Hace como un año, un buen amigo que actualmente vive en París, me invitó a pasar un fin de semana.
La primera noche cenamos en su casa, con tres amigos suyos, todos escritores.
A lo largo de la conversación, el más joven, de gesto serio y enjuto de preocupación se dirigió a mí, y, comenzó su disertación.
– Señor Hernández, cree usted en la eterna lucha entre los muertos y los vivos. Los muertos están muertos, cierto, pero son infinitamente más numerosos que los vivos, y en todas las contiendas, la superioridad numérica acaba por triunfar. Además, los muertos no tienen nada que perder y seguros están de su inmunidad e impunidad. Los muertos tienen un poderoso aliado; el miedo y la superstición de los vivos, además de los fantasmas.
– Pero ¿qué quiere hacer ante este conflicto?, le interpelé a Monsieur Lambert, que así decía llamarse.
– Proclamar y dirigir la revolución de los vivos contra los muertos. Creemos que los muertos no existen. En cambio, durante siglos, usurpan nuestro espacio, dominan nuestro pensamiento, nos oprimen con sus legados y costumbres. Fíjese en nuestras escuelas: la mayoría de las asignaturas están basadas en sus escritos y descubrimiento de los muertos.

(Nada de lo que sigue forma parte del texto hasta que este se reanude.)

PR #652, opened 2023-03-27
HELM-373: Refactor dashboard convert, filter panel convert

synqotik:
Refactor dashboard conversion code into a module under 'lib', and break out into separate files.

Add Filter Panel conversion.

Remove dashboard UID, so user is prompted to enter another (or have Grafana auto-generate it), to avoid any ID conflicts.

In Dashboard Convert Panel, enable setting dashboard title.

As of now, any selected values previously set in the legacy Filter Panel will be lost, since the new Filter Panel saves these using `localStorage` instead of in dashboard json. May add that in, but we should probably add some code to save/restore Filter Panel data via `localStorage` by dashboard ID first.

# External References


aramosvizcarra (approved):
Looks very good!

PR #666, opened 2023-04-03
Fix Performance DS Filter Query, add StringProperty conversion

synqotik:
Various Performance datasource fixes:

- in Performance Filter query editor, initialize from query props
- in Perf Filter query editor, use `key` instead of `displayName` as `filter` parameter and `filterState` object key
- fix to Attribute Query `fallbackAttribute` conversion
- conversion tool implementation of Performance `stringProperty` query. Needs work but better than previous

Need some more work for String Property conversion. For example the legacy `nodeId` may be in `FS:FI` format, but new React version looking for node id and/or host label; and legacy `resourceId` may not match React version. May need to do API lookups to fill in values correctly. However, at least the user can see the legacy values after dashboard conversion and make updates.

La historia del mundo, no es más que un interminable y aburrido Libro de los Muertos. En política, tenemos que basarnos y obedecer constituciones, leyes, y costumbres que son, casi todas, obra del pensamiento de los muertos.
En la vida privada, estamos obligados a las llamadas ‘últimas voluntades’ del difunto. En los países católicos se recurre frecuentemente a los sacerdotes para oficiar ceremonias por la eterna salvación de sus almas. El primero de noviembre celebran ‘El día de los difuntos’, visitando las tumbas de los finados en sus cementerios.
Nuestros museos están llenos de obras de muertos, que, por el prestigio de su antigüedad, impresionan a los jóvenes y obstaculizan la creación de novedades. En nuestras plazas, se pavonean difuntos famosos, bien a caballo, o bien sentados y pensativos. Las principales calles y avenidas llevan el nombre de algún muerto, cuando doy mi dirección estoy patrocinando su pasada vida.
En todos los países hay espiritistas, magos, santeros, metafísicos que pretenden evocar a los muertos o mantener alguna relación, intentando hacerles visibles en algún momento, para mayor gloria del idiotizado cliente.
Los muertos ocupan una gran extensión de terreno; los cementerios, que cada día se amplían, son una amenaza creciente de carestía y de hambre. La población aumenta y, al mismo tiempo la necesidad de áreas cultivables, aptas para proporcionar alimento a los vivos, y estas están siendo ocupadas por las última morada de los muertos. Espero haberle transmitido la necesidad, mejor aún, la urgencia, de la revolución que intento promover. Se necesitan grandes sumas para promocionar la idea, para destrucción de los monumentos y de los cementerios, para combatir a los traidores que entre nosotros hay y que son partidarios y cómplices de los muertos.
Recientemente ustedes han sido testigos de la exhumación del cadáver de Franco. Durante más de quince días, el interés de la prensa internacional ha cubierto el acontecimiento. Y el mismo día del levantamiento, la televisión pública ha retransmitido en directo todos los detalles y la multitudinaria presencia de un público enardecido, y hasta violento en sus consignas. Mucha gente lo ha pasado mal por las vivencias recurridas del pasado. Yo le pregunto, señor Hernández, ¿quién ha triunfado, los vivos o el difunto, para quién los recuerdos y la gloria, con sus banderas y flores ensalzando la figura del dictador? Usted mismo puede responder.
Llegamos a los postres y le respondí:
– Monsieur, el único muerto que consiguió derrotar a los vivos, que yo sepa, fue El Cid Campeador a lomos de su caballo ‘Bavieca’. Pero eso sucedió en el siglo XI. Puede que lo de Franco tenga alguna similitud a tal hecho, aun cuando solo sea nostálgico y psicológico.